— ASSIGNMENT —
All lines with the word "guess" are to be found and copied from the listing.

►

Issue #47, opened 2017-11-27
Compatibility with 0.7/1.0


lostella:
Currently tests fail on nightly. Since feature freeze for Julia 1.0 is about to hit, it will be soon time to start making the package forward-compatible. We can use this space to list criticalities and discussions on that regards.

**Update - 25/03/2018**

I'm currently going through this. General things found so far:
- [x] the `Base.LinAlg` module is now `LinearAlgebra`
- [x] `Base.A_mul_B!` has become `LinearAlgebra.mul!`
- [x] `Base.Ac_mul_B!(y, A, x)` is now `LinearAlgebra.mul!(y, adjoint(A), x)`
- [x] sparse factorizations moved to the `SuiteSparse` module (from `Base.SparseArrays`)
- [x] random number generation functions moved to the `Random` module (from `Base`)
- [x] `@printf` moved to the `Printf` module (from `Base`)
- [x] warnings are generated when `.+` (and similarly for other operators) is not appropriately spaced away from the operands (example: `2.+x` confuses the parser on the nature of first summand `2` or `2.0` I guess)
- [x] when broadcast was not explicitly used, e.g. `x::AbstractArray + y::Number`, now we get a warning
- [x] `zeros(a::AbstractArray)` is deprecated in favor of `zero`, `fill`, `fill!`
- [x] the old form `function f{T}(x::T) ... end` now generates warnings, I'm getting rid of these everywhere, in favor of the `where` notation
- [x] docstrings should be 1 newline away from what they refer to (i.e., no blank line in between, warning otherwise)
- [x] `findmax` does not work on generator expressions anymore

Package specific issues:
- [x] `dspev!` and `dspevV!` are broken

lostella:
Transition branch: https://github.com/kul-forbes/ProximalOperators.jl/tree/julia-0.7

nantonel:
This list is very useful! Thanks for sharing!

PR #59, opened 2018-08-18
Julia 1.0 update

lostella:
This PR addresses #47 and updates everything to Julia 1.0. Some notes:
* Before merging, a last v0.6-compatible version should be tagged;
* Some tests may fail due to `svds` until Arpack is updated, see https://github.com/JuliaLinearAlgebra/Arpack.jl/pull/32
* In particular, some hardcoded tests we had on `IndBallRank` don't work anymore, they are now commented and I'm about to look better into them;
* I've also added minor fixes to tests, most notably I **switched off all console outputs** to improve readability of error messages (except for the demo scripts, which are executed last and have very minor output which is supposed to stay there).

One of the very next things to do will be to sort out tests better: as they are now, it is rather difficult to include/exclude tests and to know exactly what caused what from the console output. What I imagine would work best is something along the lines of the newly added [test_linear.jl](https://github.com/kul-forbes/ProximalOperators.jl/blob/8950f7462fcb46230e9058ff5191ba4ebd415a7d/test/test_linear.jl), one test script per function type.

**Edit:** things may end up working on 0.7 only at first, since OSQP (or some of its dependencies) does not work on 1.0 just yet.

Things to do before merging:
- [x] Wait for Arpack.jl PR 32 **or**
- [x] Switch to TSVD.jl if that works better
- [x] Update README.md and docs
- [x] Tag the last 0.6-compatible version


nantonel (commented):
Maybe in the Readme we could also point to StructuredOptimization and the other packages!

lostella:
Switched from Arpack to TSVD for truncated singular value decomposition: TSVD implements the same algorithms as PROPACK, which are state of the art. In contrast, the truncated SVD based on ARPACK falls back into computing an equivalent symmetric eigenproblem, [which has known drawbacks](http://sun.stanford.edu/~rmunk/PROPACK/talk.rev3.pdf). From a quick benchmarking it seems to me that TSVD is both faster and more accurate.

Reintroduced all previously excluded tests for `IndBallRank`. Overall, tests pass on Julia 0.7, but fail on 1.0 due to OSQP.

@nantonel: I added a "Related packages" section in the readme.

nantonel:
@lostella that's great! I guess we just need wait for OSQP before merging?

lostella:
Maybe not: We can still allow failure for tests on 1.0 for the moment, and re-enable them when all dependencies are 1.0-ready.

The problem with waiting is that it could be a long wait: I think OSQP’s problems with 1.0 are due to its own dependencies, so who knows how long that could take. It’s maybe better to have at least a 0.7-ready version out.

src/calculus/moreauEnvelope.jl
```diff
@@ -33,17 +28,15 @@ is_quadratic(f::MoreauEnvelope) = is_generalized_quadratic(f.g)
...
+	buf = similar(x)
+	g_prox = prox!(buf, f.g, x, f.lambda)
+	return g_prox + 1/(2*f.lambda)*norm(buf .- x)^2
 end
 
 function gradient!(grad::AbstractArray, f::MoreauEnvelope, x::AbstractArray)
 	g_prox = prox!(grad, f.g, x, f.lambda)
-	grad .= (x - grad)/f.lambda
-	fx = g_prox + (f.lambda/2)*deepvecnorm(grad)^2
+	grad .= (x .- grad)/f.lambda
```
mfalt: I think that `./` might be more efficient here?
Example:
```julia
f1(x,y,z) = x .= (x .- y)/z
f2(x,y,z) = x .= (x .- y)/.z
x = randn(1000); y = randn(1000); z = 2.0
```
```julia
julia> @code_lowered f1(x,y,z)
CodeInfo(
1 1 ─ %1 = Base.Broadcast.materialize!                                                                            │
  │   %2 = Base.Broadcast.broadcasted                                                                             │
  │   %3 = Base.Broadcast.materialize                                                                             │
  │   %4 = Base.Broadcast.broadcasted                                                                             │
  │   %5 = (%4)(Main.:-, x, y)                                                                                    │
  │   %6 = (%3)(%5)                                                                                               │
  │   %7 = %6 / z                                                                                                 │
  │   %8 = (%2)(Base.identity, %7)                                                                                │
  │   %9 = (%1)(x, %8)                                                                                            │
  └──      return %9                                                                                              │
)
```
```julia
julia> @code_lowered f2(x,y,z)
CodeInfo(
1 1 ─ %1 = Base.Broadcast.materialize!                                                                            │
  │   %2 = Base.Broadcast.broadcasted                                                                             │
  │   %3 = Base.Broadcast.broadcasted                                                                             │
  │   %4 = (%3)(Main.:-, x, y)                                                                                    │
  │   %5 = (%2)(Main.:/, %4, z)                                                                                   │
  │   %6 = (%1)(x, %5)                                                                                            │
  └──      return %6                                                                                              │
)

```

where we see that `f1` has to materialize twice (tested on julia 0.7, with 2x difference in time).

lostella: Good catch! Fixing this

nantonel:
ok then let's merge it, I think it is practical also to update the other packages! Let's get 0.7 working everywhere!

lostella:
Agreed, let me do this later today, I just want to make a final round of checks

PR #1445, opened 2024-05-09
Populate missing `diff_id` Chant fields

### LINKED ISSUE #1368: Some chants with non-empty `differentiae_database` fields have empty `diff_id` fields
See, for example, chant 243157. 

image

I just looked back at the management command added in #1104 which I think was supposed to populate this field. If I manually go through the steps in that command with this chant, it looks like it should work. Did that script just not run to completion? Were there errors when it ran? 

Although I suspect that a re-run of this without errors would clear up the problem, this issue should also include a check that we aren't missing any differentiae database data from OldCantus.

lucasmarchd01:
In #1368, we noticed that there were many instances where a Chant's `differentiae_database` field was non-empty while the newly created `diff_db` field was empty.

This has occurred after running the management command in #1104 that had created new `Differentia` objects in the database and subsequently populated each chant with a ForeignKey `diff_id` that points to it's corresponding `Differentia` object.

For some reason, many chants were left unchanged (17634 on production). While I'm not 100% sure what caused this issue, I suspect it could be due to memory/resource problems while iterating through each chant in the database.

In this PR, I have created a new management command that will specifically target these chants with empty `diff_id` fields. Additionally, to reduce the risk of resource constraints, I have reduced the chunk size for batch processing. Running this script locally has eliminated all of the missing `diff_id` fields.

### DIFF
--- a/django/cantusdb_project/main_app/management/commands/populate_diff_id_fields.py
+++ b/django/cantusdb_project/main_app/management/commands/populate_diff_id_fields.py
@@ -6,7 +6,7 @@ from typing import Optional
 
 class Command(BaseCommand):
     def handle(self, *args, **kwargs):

◄

— THE COMPLETED TASK —
- [x] warnings are generated when `.+` (and similarly for other operators) is not appropriately spaced away from the operands (example: `2.+x` confuses the parser on the nature of first summand `2` or `2.0` I guess)
@lostella that's great! I guess we just need wait for OSQP before merging?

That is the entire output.